One morning, Max paused in his play with a toy race car and looked thoughtfully at Bernard, who was sitting on the bed watching over him.
“You’re scared of stuff too, aren’t you,” he said aloud.
Little boys and their bears have a special, magical way of communicating with one another. It was by this means that Max came to recognize Bernard’s fears, and that Bernard happened to confirm them.
“It’s okay, everybody’s scared of something,” Max advised, recalling his grandmother’s comforting words. “Here, I’ll show you stuff and then you won’t be scared of it anymore.”
Sensing that Bernard was wary about the idea, he added, “Don’t worry, I’ll stay with you just like you stay with me.”
And so together they explored under the bed, examined everything in the closet, studied the pictures on the wall and made silly faces in the lustrous round bed knobs, laughing at the funny-looking images they created.
Suddenly Max remembered that Bubbie was here while Mommy went out today. He stopped mid-giggle and ran to the kitchen with Bernard tucked securely under his arm. Bubbie was just spooning oatmeal into a bowl for him.
“You must be hungry this morning!” Bubbie said, helping Max into his seat. After settling Bernard onto his own chair, she put another, smaller bowl with just a dollop of oatmeal in front of him, then poured herself coffee and sat down across from the pair.
Hunger was not the reason Max had rushed into the kitchen, however. He was eager to share what he had learned. Still, he didn’t want to hurt Bernard’s feelings, so he put his hands over the bear’s ears before proceeding.

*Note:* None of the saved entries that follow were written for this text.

PR #390, opened 2021-09-06
Reformat & Refactor commands,  Shorten tab-completion code 

dlsf:


src/main/java/com/iridium/iridiumskyblock/commands/CommandManager.java
```diff
@@ -233,4 +239,14 @@ private Command findExecutingCommand(Command baseCommand, String[] args) {
         return executingCommand;
     }
 
+    private List<String> filterTabCompletionResults(List<String> tabCompletion, String[] arguments) {
+        return tabCompletion.stream()
+            .filter(completion -> {
+                String unifiedCompletion = completion.toLowerCase();
+                String lastArgument = arguments[arguments.length - 1].toLowerCase();
+                return unifiedCompletion.startsWith(lastArgument) || unifiedCompletion.contains(lastArgument);
```
PeachesMLG, line 247: do we need to or here? if it starts with it it will also contain it?

PeachesMLG (changes requested):
I checked most of them..... ok some of them.... ok I skimmed over some of them then gave up half way through

PR #409, opened 2021-09-20
Fix bank item names being null

MertUnverdi:


dlsf:
What issue does this fix?

MertUnverdi:
> What issue does this fix?

@Faun471 has added displayName for bank items, it wont be added for preexiting bank.yml try it and see 👎🏻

“Bernard isn’t really brave. He’s scared of lots of stuff,” Max told Bubbie in a loud whisper.
Bubbie asked what Bernard was afraid of, and Max went down the list, proudly finishing with how he had helped Bernard overcome his fears.
“That was very kind of you, Max. And Bernard helped you, too, when you were afraid,” Bubbie observed.

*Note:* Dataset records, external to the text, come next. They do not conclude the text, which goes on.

PR #415, opened 2021-10-01
Add click to join button to invite command

dlsf:
Requested by a user

### DIFF
--- a/src/main/java/com/iridium/iridiumskyblock/commands/InviteCommand.java
+++ b/src/main/java/com/iridium/iridiumskyblock/commands/InviteCommand.java
@@ -106,7 +106,7 @@ public class InviteCommand extends Command {
         if (offlinePlayer instanceof Player) {
             Player targetPlayer = (Player) offlinePlayer;
             TextComponent message = new TextComponent(StringUtils.color(IridiumSkyblock.getInstance().getMessages().youHaveBeenInvited));
-            message.setClickEvent(new ClickEvent(ClickEvent.Action.RUN_COMMAND, "/is join " + player.getName()));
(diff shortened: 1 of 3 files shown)


src/main/java/com/iridium/iridiumskyblock/commands/InviteCommand.java
```diff
@@ -100,7 +104,11 @@ public boolean execute(CommandSender sender, String[] args) {
 
         // Send a message to the user if he is online
         if (offlinePlayer instanceof Player) {
-            ((Player) offlinePlayer).sendMessage(StringUtils.color(IridiumSkyblock.getInstance().getMessages().youHaveBeenInvited.replace("%inviter%", player.getName()).replace("%prefix%", IridiumSkyblock.getInstance().getConfiguration().prefix)));
+            Player targetPlayer = (Player) offlinePlayer;
+            TextComponent message = new TextComponent(StringUtils.color(IridiumSkyblock.getInstance().getMessages().youHaveBeenInvited));
+            message.setClickEvent(new ClickEvent(ClickEvent.Action.RUN_COMMAND, "/is join " + player.getName()));
```
PeachesMLG, line 109: what if the owners are really dumb anc changed /is join to something else or changed the language or whatever, dont think we should hard code

PeachesMLG (changes requested):

src/main/java/com/iridium/iridiumskyblock/commands/InviteCommand.java
dlsf: Right, I'll change that.

PeachesMLG (approved):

Max nodded, recounting how Bernard had once chased a spider out of his room, and demonstrated the bear growl Bernard had taught him on that occasion.

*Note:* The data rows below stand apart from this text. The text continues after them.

PR #416, opened 2021-10-01
Add more placeholders

dlsf:
New placeholders containing the names of all members, visitors, and players on an island as well as the number of visitors and players.

This was requested by a user.


MertUnverdi:
i think _players and _player_names is unnesecary but why not

MertUnverdi (approved):

PR #419, opened 2021-10-03
Add toggle for the island menu

dlsf:


src/main/java/com/iridium/iridiumskyblock/commands/CommandManager.java
```diff
@@ -107,7 +107,12 @@ public boolean onCommand(@NotNull CommandSender commandSender, org.bukkit.comman
                 User user = IridiumSkyblock.getInstance().getUserManager().getUser(player);
                 Optional<Island> island = user.getIsland();
                 if (island.isPresent()) {
-                    player.openInventory(new InventoryConfigGUI(IridiumSkyblock.getInstance().getInventories().islandMenu).getInventory());
+                    if (IridiumSkyblock.getInstance().getConfiguration().disableMainMenu) {
+                        String command = IridiumSkyblock.getInstance().getCommands().helpCommand.aliases.get(0);
```
PeachesMLG, line 111: So I realised Im being really dumb when doing stuff this way, we should just do helpCommand.execute. Idk if u wana put another pr through to do that, if not ill do it

PeachesMLG (changes requested):

src/main/java/com/iridium/iridiumskyblock/configs/Configuration.java
```diff
@@ -38,6 +38,7 @@
     public boolean respawnOnIsland = true;
     public boolean obsidianBucket = true;
     public boolean patreonMessage = true;
+    public boolean disableIslandMenu = false;
```
PeachesMLG, line 41: also I think this should be the opposite
public boolean islandMenu = true

PeachesMLG: so instead of disabling it have the boolean be to enable it and default to true

dlsf: Yeah, I was thinking the same, no idea why I didn't do it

“He did that even though he was scared himself. It takes a lot of courage to do something when you’re afraid, so I’d say Bernard is very brave indeed.”
“Yes, he is,” Max agreed.
“Let me show you how I knew,” Bubbie said, reaching for Bernard. She folded back his simple blue bow tie and right behind it was a tag that read, “Bernard, a Very Brave Bear.”
Max giggled, Bubbie smiled and ruffled his hair, and Bernard felt very proud — and, for the first time ever, also very brave.